WORK TO COMPLETE → For each line of the data that includes the word "opened", copy the line.

STORED DATA →
PR #74, opened 2019-07-10
Pack LICENSE in a different way

rayluo:
It turns out [the approach we used in PR #69](https://github.com/AzureAD/microsoft-authentication-library-for-python/pull/69#discussion_r296942855) would cause the LICENSE being copied into `/usr/local`, which would typically end up with insufficient permission error while some downstream build pipeline (such as, OSX) attempts to install msal without explicitly specifying `--user` option.

This PR uses a different to pack that LICENSE file and ship it inside this library's directory.

### DIFF
--- a/setup.py
+++ b/setup.py
@@ -67,7 +67,7 @@ setup(
         'Operating System :: OS Independent',
     ],
     packages=find_packages(exclude=["tests"]),
-    data_files=[('', ['LICENSE'])],
+    package_data={'': ['LICENSE']},  # Do not use data_files=[...]. See https://stackoverflow.com/questions/14211575
     install_requires=[
         'requests>=2.0.0,<3',
         'PyJWT[crypto]>=1.0.0,<2',
--- a/setup.py
+++ b/setup.py
@@ -67,7 +67,10 @@ setup(
         'Operating System :: OS Independent',
     ],
     packages=find_packages(exclude=["tests"]),
-    package_data={'': ['LICENSE']},  # Do not use data_files=[...]. See https://stackoverflow.com/questions/14211575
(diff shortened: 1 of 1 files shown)


roederja2:
I can't find the LICENSE file in the pypi package anymore after this change.

rayluo:
Hmm, @roederja2 , thanks for bringing this to our attention. We don't immediately have a solution, but we can be transparent on what we know so far.

Admittedly, when working on this very PR (#74) we assumed that [the canonical `package_data` would do its job](https://setuptools.readthedocs.io/en/latest/setuptools.html#including-data-files), therefore did not really check the actual outcome. When I tried it just now with `pip install msal==0.4.1` i.e. the version without either the recent `data_files` or `package_data` adjustment, and comparing it to `pip install msal==0.5.0` i.e. the version with `data_files`, and then the `pip install msal==0.5.1` i.e. the version with the latest `package_data`, they *ALL* install a "my_virtual_env/Lib/site-packages/msal-0.x.x.dist-info/LICENSE" into my environment. In that sense, this `package_data` param seems like an no-op.

On the other hand, the `pip install msal==0.5.0` i.e. the `data_files` version indeed generates one extra file at "my_virtual_env/LICENSE". That behavior unnecessarily caused downstream pipeline trouble of permission issue, because, if not using a virtual environment, that LICENSE would be attempted to be written into `/usr/local` on OSX. Even if some sort of virtual environment is being used, that behavior is not correct to begin with, because that "my_virtual_env/LICENSE" location does not belong to msal library, and it would possibly be overwritten by other libraries which happen to use same way to distribute their LICENSE, hence defeat the purpose.

We are open to hear a better solution on this. At least, next time we will know how to test it.

PR #81, opened 2019-07-29
Adding YAML front matter for samples

rwike77:


jmprieur:
@rwike77 : I don't think we should expose the full library in the Azure Samples browser.
We are building proper samples in Azure-Samples.

PR #84, opened 2019-08-11
Use urlsafe_b64decode instead of b64decode

kit494way:
- This PR fixes the error that occurs in decoding token.
- The ID token is encoded as base64url, not base64.
- In the previous implementation, [device_flow_sample.py](https://github.com/AzureAD/microsoft-authentication-library-for-python/blob/dev/sample/device_flow_sample.py) will fails with error `binascii.Error: Incorrect padding`.


rayluo:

ANSWER TO THIS EXERCISE →
PR #74, opened 2019-07-10
PR #81, opened 2019-07-29
PR #84, opened 2019-08-11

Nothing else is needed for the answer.